1. A method of producing shaped castings in a mold, comprising the following steps:

installing a mold and a reservoir in an initial position, in which their upper end faces are arranged at an angle of 180.degree. to one another;

obtaining molten metal and slag in said reservoir;

rotating said mold 180.degree. about the center point of a common pivot bearing with said reservoir so that said mold is above said reservoir so that their upper end faces adjoin each other and form a joint;

transferring said molten metal and slag into said mold, thus effecting a process of pouring them from said reservoir by simultaneous joint rotation of said mold and reservoir to a position, in which said reservoir is placed above said mold;

sealing tightly said joint of said upper end faces during said process of pouring;

crystallizing said molten metal and slag in said mold until a shaped casting having a casting head is produced.

2. A method of producing shaped castings in a mold according to claim 1, in which the joint of said upper end faces of said mold and said reservoir is sealed by means of time delay of said process of pouring from the moment of putting said layer of slag on said joint till the moment of solidification of said layer of slag.

3. A method of producing shaped castings in a mold according to claim 2, in which the time delay of said process of pouring is taken to be not less than two per cent of the total duration of said pouring.

4. A method of producing shaped castings in a mold according to claim 1, in which said reservoir is kept on said mold until complete crystallization of said casting takes place.

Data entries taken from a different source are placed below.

PR #428, opened 2022-03-02
Make user feedback fields private

ia0:
(This is based on top of #427.)

PR #430, opened 2022-03-03
Move check_user_presence to env::tock

ia0:
(This is based on top of #428.)

This permits to make the binary (main) not rely on implementation details of the library. However, fuzzing still depends on it (and might always? that's a question for fuzzing refactoring).

### DIFF
--- a/src/env/tock.rs
+++ b/src/env/tock.rs
@@ -1,35 +1,36 @@
-use crypto::rng256::TockRng256;
-
-use crate::ctap::hid::ChannelID;
+use crate::ctap::hid::{ChannelID, CtapHid, KeepaliveStatus, ProcessedPacket};
 use crate::ctap::status_code::Ctap2StatusCode;
 use crate::env::{Env, UserPresence};
+use core::cell::Cell;
+#[cfg(feature = "debug_ctap")]
+use core::fmt::Write;
+use crypto::rng256::TockRng256;
+use libtock_core::result::{CommandError, EALREADY};
+use libtock_drivers::buttons::{self, ButtonState};
+#[cfg(feature = "debug_ctap")]
+use libtock_drivers::console::Console;
+use libtock_drivers::result::{FlexUnwrap, TockError};
+use libtock_drivers::timer::Duration;
+use libtock_drivers::{led, timer, usb_ctap_hid};
 
-pub struct TockEnv<CheckUserPresence: Fn(ChannelID) -> Result<(), Ctap2StatusCode>> {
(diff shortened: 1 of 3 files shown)


kaczmarczyck (commented):
I found the name of this PR a bit misleading, since it also adds public members to `src/env/tock.rs`, like `pub fn wink_leds`. I think it's fine to do that for now, but I was wondering what the general idea is for what should stay in `main.rs` and what moves over?

I assume that the reason these function are allowed in `env/tock.rs` is because we expect them to be part of env enventually?

ia0:
Good question, I probably should have added some comments.

> I was wondering what the general idea is for what should stay in main.rs and what moves over?

I think this is up to us, because by providing a main, we play the role of the user. The way I see the steps to use the library:
- (We provide the `Ctap` implementation)
- The user (or us) provide an `Env` implementation
- The user (or us) provide a "runtime" which "runs" a `Ctap` instance (I'm not sure exactly how this would look like)
- The user (or us) provide a binary which only does CTAP (this is our main)
- The user (or us) provide a script to deploy a CTAP binary (this is our deploy script)

My current opinion (very weak, I would need to experiment) is that the main should be as small as possible (one-liner), the runtime should also be as small as possible (some kind of event loop like now or some interrupt-driven runtime like RTIC).

To come back to the current concern, I'm not sure "user feedback" should be part of the environment, but it should probably be provided for convenience. Maybe we need to introduce a new concept for that. So for now I just went with putting them as free function in under the `env` module (since they go together with the actual type of environment, like `tock` or `test`).

> I assume that the reason these function are allowed in env/tock.rs is because we expect them to be part of env enventually?

Either that, or because they are Tock-related. But in that case, we could also have the following alternative. Instead of having `tock` and `test` under `env`. We have another concept (maybe `board`) which would contain `tock` and `test` and would provide an `Env` implementation as well as other useful (but possibly non-necessary) stuff.

kaczmarczyck (approved):
This seems to be the easiest and most convenient solution at the moment. To be more concrete on the points you make:

**main vs runtime**
We might want this eventually, but no need to change main further until we have a clear goal.

**move user interface**
I do feel like that's cleaner, but we should only move after we have a plan for the user interface API I think

**about user interface**
A general API should also cover use cases where (Wink and?) UP are not necessarily simply active for some time, but feel more like events. A desktop software implementation e.g. would have an event that pops open a window to ask for UP, and another event that notifies the user of the time out.

Nothing for this PR, should be good for now.

PR #431, opened 2022-03-03
Add Storage and UpgradeStorage to Env

ia0:
(This is based on top of #430.)

Also introduce the `api` module for the traits used by `Env`. Until now the traits were already defined somewhere else (crypto or store) but the upgrade storage trait is new. In theory `UserPresence` should be moved in `api` but given it's a temporary trait until we get clock, usb, button, and possible led, it's probably not worth moving to `api`.

Also remove the now merged `embedded_flash` module.


src/env/tock/mod.rs
```diff
@@ -12,18 +14,48 @@ use libtock_drivers::console::Console;
...
 
 impl TockEnv {
-    pub fn new() -> Self {
-        let rng = TockRng256 {};
-        TockEnv { rng }
+    /// Returns the unique instance of the Tock environment.
+    ///
+    /// This function returns `Some` the first time it is called. Afterwards, it repeatedly returns
+    /// `None`.
+    pub fn new() -> Option<Self> {
```
kaczmarczyck: Do we expect any caller to not `unwrap`, but actually use the fact that it's an `Option`? Or is the motivation a more general design?

src/env/tock/mod.rs
```diff
@@ -12,18 +14,48 @@ use libtock_drivers::console::Console;
...
+            upgrade_storage: false,
+        })
     }
 }
 
+/// Creates a new storage instance.
+///
+/// # Safety
+///
+/// It is probably technically memory-safe to hame multiple storage instances at the same time, but
```
kaczmarczyck: type "hame"

src/env/tock/mod.rs
```diff
@@ -12,18 +14,48 @@ use libtock_drivers::console::Console;
...
+/// for extra precaution we mark the function as unsafe. To ensure correct usage, this function
+/// should only be called if the previous storage instance was dropped.
+// This function is exposed for example binaries testing the hardware. This could probably be
```
kaczmarczyck: "exposed to"?

src/env/tock/mod.rs
```diff
@@ -41,6 +75,22 @@ impl Env for TockEnv {
...
     }
+
+    fn storage(&mut self) -> StorageResult<Self::Storage> {
+        assert_once(&mut self.storage);
+        unsafe { steal_storage() }
+    }
+
+    fn upgrade_storage(&mut self) -> StorageResult<Self::UpgradeStorage> {
+        assert_once(&mut self.upgrade_storage);
+        SyscallUpgradeStorage::new()
```
kaczmarczyck, line 85: I wonder where asymmetry between `storage` and `upgrade_storage` comes from. Is this because some examples use `storage`, but not (yet) `TockEnv`? Or is it related to this comment?
> cleaned up by having the persistent store return its storage

src/env/tock/mod.rs
```diff
@@ -12,18 +14,48 @@ use libtock_drivers::console::Console;
...
+/// Creates a new storage instance.
+///
+/// # Safety
+///
+/// It is probably technically memory-safe to hame multiple storage instances at the same time, but
+/// for extra precaution we mark the function as unsafe. To ensure correct usage, this function
+/// should only be called if the previous storage instance was dropped.
+// This function is exposed for example binaries testing the hardware. This could probably be
+// cleaned up by having the persistent store return its storage.
+pub unsafe fn steal_storage() -> StorageResult<SyscallStorage> {
```
kaczmarczyck, line 54: Not sure what the name implies. Does it mean that in case someone else called `steal_storage` before, their instance becomes unsuable?
Or is there some convention about `steal_` functions I don't know? If the only reason for this functions is to keep examples alive until they get ported to TockEnv, then the name is fine with me.

src/ctap/mod.rs
```diff
@@ -330,20 +330,21 @@ impl StatefulPermission {
 
 // This struct currently holds all state, not only the persistent memory. The persistent members are
 // in the persistent store field.
-pub struct CtapState {
-    persistent_store: PersistentStore,
+pub struct CtapState<E: Env> {
+    persistent_store: PersistentStore<E>,
```
kaczmarczyck, line 334: The PersistentStore line is the reason why we have to introduce `E: Env` here (and in `Ctap`), right? I wonder if there is a way around this.

ia0: Yes that's the reason.

The way around would be to have the persistent store part of the environment directly. Let me try to write a new PR with that idea (and include the fix for all open comments here that would still be applicable).

src/env/tock/mod.rs
ia0: This mimics how peripherals are taken when using `svd2rust`:
- Example: https://docs.rs/nrf52840-hal/latest/nrf52840_hal/pac/struct.Peripherals.html#method.take
- Documentation: https://docs.rs/svd2rust/0.21.0/svd2rust/#peripheral-api

I don't know yet how examples should look like. Also, I think I should be able to work around this function anyway at some point.

src/env/tock/mod.rs
ia0: Yes, it's because of the examples. If they use `TockEnv` and I make the PersistentStore return its storage (as the comment you selected), then the asymmetry should disappear.

src/env/tock/mod.rs
ia0: Probably :-) Changed.

src/env/tock/mod.rs
ia0: Fixed.

src/env/tock/mod.rs
ia0: Good question. Indeed it's probably better to panic here. In particular because I foresee that we may panic for other reasons during setup in this function.

ia0 (commented):
I addressed all comments but the one to move `PersistentStore` to the `Env` API, thus removing it from `CtapState`.

src/env/tock/mod.rs
kaczmarczyck: I assumed it's not necessarily a permanent solution. I don't hate it, so resolved.

src/ctap/mod.rs
ia0: I created #438 and would suggest merging that one instead of this one. I'll rebase once the one to be merged is identified to only rebase that one.

ia0:
This was merged as part of #438 (which is actually a rewrite, so not really merged).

5. A method of producing shaped castings in a mold according to claim 2, in which said layer of slag covering said joint of said upper end faces of said mold and reservoir is forcedly cooled.

6. A device for producing shaped castings in a mold comprising:

a reservoir for molten metal and slag and having an upper end face;

a drive for rotating said reservoir for molten metal and slag;

a mold having an upper end face and mounted with a possibility of moving toward said reservoir for molten metal and slag until said upper end face of said reservoir adjoins said upper end face of said mold, said upper end faces of said reservoir for molten metal and slag and of said mold forming upon adjoining a closed integrated unit consisting of said reservoir for molten metal and slag and said mold and said integrated unit being rotated in a vertical plane by said drive;

a first pivot bearing and said reservoir for molten metal and slag and said mold mounted on said first pivot bearing;

a drive mounted on said mold for turning said mold in a vertical plane;

a second pivot bearing and said reservoir for molten metal and slag fixed in between said first pivot bearing and said second pivot bearing with a possibility of occupying positions, in one of which it is connected to said first pivot bearing and in a second position it is connected to said second pivot bearing;

at least one additional pivot bearing;

at least one additional mold mounted on said additional pivot bearing and having an upper end face; and

at least one additional drive mounted on said additional mold for turning the additional mold in a vertical plane, said upper end faces of said reservoir for molten metal and slag and said additional mold forming in one position of said reservoir for molten metal and slag a close integrated unit, consisting of said reservoir for molten metal and slag and said additional mold and said integrated unit being rotatable in a vertical plane by means of said drive of said reservoir for molten metal and slag.

7. A device for producing shaped castings in a mold according to claim 6, wherein said reservoir for molten metal and slag, said mold and said additional mold are provided with at least one automatic coupling element operating in the process of adjoining said upper end faces of said reservoir for molten metal and slag, said mold and said additional mold.